Чем больше я вижу Тебя, Оксана (так у Блока. – Сост.), тем больше во мне пробуждается то чувство, которое объяснить одним словом нельзя: в нем есть и радость, и грусть, а больше всего горячей, искренней любви, и любовь эта не имеет границ и, мне кажется, никогда не кончится. Чувство это бурно и не дает мне совсем покоя, я имею потребность видеть Тебя как можно чаще, любоваться Тобой и хоть на минуту утишить ту страшную бурю, которая все время бушует у меня в душе; и мне хочется, чтобы Ты, безмятежный ангел, обвеяла меня своими крылами и разрушила сомненья моей больной души, которая стремится к Тебе только и не находит выхода. Ты скажешь, откуда взялись эти порывы у такого холодного, безнадежного эгоиста, который заботится только о себе?! Неужели же я не знаю, что я действительно эгоист, и сознание этого часто мучает меня… Я не могу ждать дольше пятницы нового свидания: если только можешь, то приходи в четверг, я буду ждать Тебя во 2-й линии против дома; мне нужно только видеть Тебя и знать, что Ты со мной; а в пятницу прийти я не могу, меня заставляют исповедываться именно вечером. Странное совпадение! Приходи в четверг, ради бога, моя душа только к Тебе стремится, только Тебя и жаждет. Может быть, Твое письмо поможет мне избавиться от эгоизма, и этим Ты спасешь меня от большого горя в жизни; а если Ты думаешь, что экзамены и пр. будут страдать от этого, то знай, что мне прежде всего нужна жизнь, а жизнь для всякого человека самое главное, потому я и стремлюсь к Тебе и беру от Тебя все источники жизни, света и тепла. Не знаю, может быть, это свойственно моей молодости, но на меня благотворно и живительно действует эта роскошно распускающаяся весна и наполняет все мое существо, особенно когда Ты со мной, а мне кажется часто, что Ты близко от меня, и я думаю,

 
Не здесь ли Ты легкою тенью,
Мой гений, мой ангел, мой друг,
Беседуешь тихо со мною
И тихо летаешь вокруг?
 
 
И робким даришь вдохновеньем,
И сладкий врачуешь недуг,
И тихим даришь сновиденьем,
Мой гений, мой ангел, мой друг…[10]10
  Строки А. А. Фета. – Сост.


[Закрыть]

 

У меня в сердце постоянно звучат эти чудные строки. А мысль о Тебе действует на меня как музыка: то душа полна грусти, то внезапно замрет от бурного веселья, то жадно стремится к свету. Не правда ли, что это любовь? Будешь ли Ты еще сомневаться?
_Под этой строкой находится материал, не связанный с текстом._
PR #81, opened 2018-04-11
K8s preview

imron:
This updates the preview branch of k8s to have all the debug logging and the container-mapping used by the recent debug build.

### DIFF
--- a/scalyr_agent/builtin_monitors/kubernetes_monitor.py
+++ b/scalyr_agent/builtin_monitors/kubernetes_monitor.py
@@ -256,7 +256,7 @@ def _split_datetime_from_line( line ):
     return (dt, log_line)
 
 def _get_containers(client, ignore_container=None, restrict_to_container=None, logger=None,
-                    only_running_containers=True, glob_list=None, include_log_path=False):
+                    only_running_containers=True, glob_list=None, include_log_path=False, include_k8s_info=False):
     """Gets a dict of running containers that maps container id to container name
     """
     if logger is None:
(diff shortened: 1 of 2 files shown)


scalyr_agent/builtin_monitors/kubernetes_monitor.py
```diff
@@ -558,8 +583,15 @@ def check_containers( self, run_state ):
...
                     pod = None
-                    if cid in k8s_data:
-                        pod = k8s_data[cid]
+                    if 'k8s_info' in info:
+                        pod_name = info['k8s_info'].get( 'pod_name', 'invalid_pod' )
+                        pod_namespace = info['k8s_info'].get( 'pod_namespace', 'invalid_namespace' )
+                        pod = k8s_data.get( pod_namespace, {} ).get( pod_name, None )
+
+                        if not pod:
+                            self._logger.warning( "No pod info for container %s.  pod: '%s/%s'" % (cid[:8], pod_namespace, pod_name),
```
czerwingithub: You refer to cid[:8] in a bunch of places.. maybe just once in this method but several times in others.  I would create a helper function that is named whatever this is extracting out, then just invoke it on `cid` anytime you need cid[:8]... in methods where you use it a bunch of times, use a variable to hold it.  Also, add error checking in the method to handle the case where `len(cid) < 8` -- I know it probably can't, but just to be safe.

scalyr_agent/monitor_utils/k8s.py
```diff
@@ -80,12 +119,24 @@ def query_api( self, path, pretty=0 ):
 
     def query_pod( self, namespace, pod ):
         """Wrapper to query a pod in a namespace"""
-        return self.query_api( '/api/v1/namespaces/%s/pods/%s' % (namespace, pod) )
+        if not pod or not namespace:
```
czerwingithub: Is this an error?  If they pass in an empty `pod` or `namespace`, should we just thrown an exception?

imron:
Ok, will do.  For reference, this is just getting a shortened container id to use for logging.  Using the full cid just adds noise to the logging or splits lines so I'm taking the first 8 chars of the cid which will be unique enough for identification without pushing the useful information from the log message off the screen or on to the following line.

Regarding the second item about checking for len < 8, this is not needed.

It is not an error for slices to specify an end value beyond the length.  See slicing documentation here:

https://docs.python.org/2/reference/expressions.html#slicings

Relevant quote:

"The lower and upper bound expressions, if present, must evaluate to plain integers; defaults are zero and the sys.maxint, respectively. If either bound is negative, the sequence’s length is added to it. The slicing now selects all items with index k such that i <= k < j where i and j are the specified lower and upper bounds. This may be an empty sequence. It is not an error if i or j lie outside the range of valid indexes (such items don’t exist so they aren’t selected)."

PR #86, opened 2018-05-09
Checking for short lived containers

imron:


scalyr_agent/builtin_monitors/kubernetes_monitor.py
```diff
@@ -275,9 +280,23 @@ def _get_short_cid( container_id ):
     # https://docs.python.org/2/reference/expressions.html#slicings
     return container_id[:8]
 
+def _ignore_old_dead_container( container, threshold ):
```
czerwingithub: Add some quick documentation for the method, including what threshold is.

scalyr_agent/builtin_monitors/kubernetes_monitor.py
```diff
@@ -275,9 +280,23 @@ def _get_short_cid( container_id ):
...
+    result = False
+    # check for recently finished containers
+    if threshold is not None:
+        state = container.get( 'State', {} )
+
+        #ignore any that are finished and that are also too old
+        if state != 'running':
+            created = container.get( 'Created', 0 ) # default to a long time ago
+            if created < threshold:
+                result = True
```
czerwingithub: how about just return True here?

scalyr_agent/builtin_monitors/kubernetes_monitor.py
```diff
@@ -275,9 +280,23 @@ def _get_short_cid( container_id ):
...
+
+    return result
 
 def _get_containers(client, ignore_container=None, restrict_to_container=None, logger=None,
-                    only_running_containers=True, glob_list=None, include_log_path=False, include_k8s_info=False):
+                    only_running_containers=True, running_or_finished_since=None, glob_list=None, include_log_path=False, include_k8s_info=False):
```
czerwingithub: Add some argument documentation here as well.

scalyr_agent/util.py
```diff
@@ -220,6 +220,9 @@ def rfc3339_to_datetime( string ):
     # split the string in to main time and fractional component
     parts = string.split(".")
 
+    if parts[0].endswith( 'Z' ):
```
czerwingithub: Add a comment to describe what this is doing.

scalyr_agent/builtin_monitors/kubernetes_monitor.py
```diff
@@ -582,7 +608,12 @@ def check_containers( self, run_state ):
                 k8s_data = self.get_k8s_data()
 
                 self._logger.log(scalyr_logging.DEBUG_LEVEL_2, 'Attempting to retrieve list of containers:' )
-                running_containers = _get_containers(self.__client, ignore_container=self.container_id, glob_list=self.__glob_list, include_log_path=True, include_k8s_info=True)
+
+                running_or_finished_since = None
+                if self.__short_lived_seconds is not None:
```
czerwingithub: At one point, we had discussed checking for all containers that were created after the last time we polled the container list (and are already dead).  I forget, why can't we do that?

scalyr_agent/builtin_monitors/kubernetes_monitor.py
```diff
@@ -85,6 +85,11 @@
                      'Optional (defaults to docker). Prefix added to the start of all docker logs. ',
                      convert_to=str, default='docker')
 
+define_config_option( __monitor__, 'docker_short_lived_interval',
```
czerwingithub: I think we should default for this to be on.  I'm not as concerned about existing customers seeing more containers show up then they used to having... it's probably not common folks have short lived containers.  I'm more concerned about people not getting all of this containers.

imron: No problem.

scalyr_agent/util.py
imron: Will do.

scalyr_agent/builtin_monitors/kubernetes_monitor.py
imron: Done.

scalyr_agent/builtin_monitors/kubernetes_monitor.py
imron: Done.  Also changed this to running_or_created_after to reflect that it's actually using the create time not the finish time to filter containers.

imron:
Made the suggested changes and rebased of current master for a clean merge.

scalyr_agent/builtin_monitors/kubernetes_monitor.py
czerwingithub: Hmm.. in my mind, this points at a larger problem.  What happens if a container we are watching exits?  Do we make sure we finish copying its logs, or do we stop where ever we were when the container exits?  It would be better for us to put such a container in a state of "keep copying until you reach the end of the log file and then no longer watch the log file."

imron:
Yep agree.

I've modified the the code to fix that, but there's still one small bug I can't track down yet, where it's still skipping the log.

I should have a fix for it tomorrow (my time) we can discuss details in our meeting.

Regards,
Imron

imron:
Ok. This should be good now.

Short lived files should all be being picked up, and there is no longer a configuration option needed.

PR #87, opened 2018-05-10
allow global config items to be specified in agent.d config fragments

imron:


czerwingithub:
Also, can you check out the test cases in configuration_test.py?   I could have sworn we had test cases to check duplicate keys.  At least add two cases -- one to verify you can set a given config option in a file other than agent.json and another to verify we throw an error if you specify the same key across multiple files.

imron:
Comments and tests updated.

For reference, there didn't appear to be config tests for duplicate keys (but there is now).

PR #88, opened 2018-05-11
fixed linux process metrics exceptions

imron:
There were 2 issues causing this.

The underlying issue was the call to os.listdir with a path containing the process id, which would not exist if the process had exited.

Я жду теперь Твоих писем, как неземного счастья… Жду Тебя, приходи.

Мария Андреевна Бекетова:

До 1900-го года включительно Блок не прерывал связи с К. М. С‹адовской›. Они встречались в Петербурге после встречи в Наугейме. Подробности и фазы этого романа можно проследить по многим стихам, напечатанным в собрании стихотворений Блока и в томиках неизданных и не вошедших в собрание. Они по большей части обозначены инициалами К. М. С. Из них видно, как образ Люб‹ови› Дм‹итриевны› все сильнее и сильнее овладевал всем существом поэта и мало-помалу вытеснил из его сердца образ любовницы. След этого романа остался на всю жизнь, как мы знаем из цикла стихов «Через двенадцать лет», посвященного К. М. С., но чувство поэта угасло.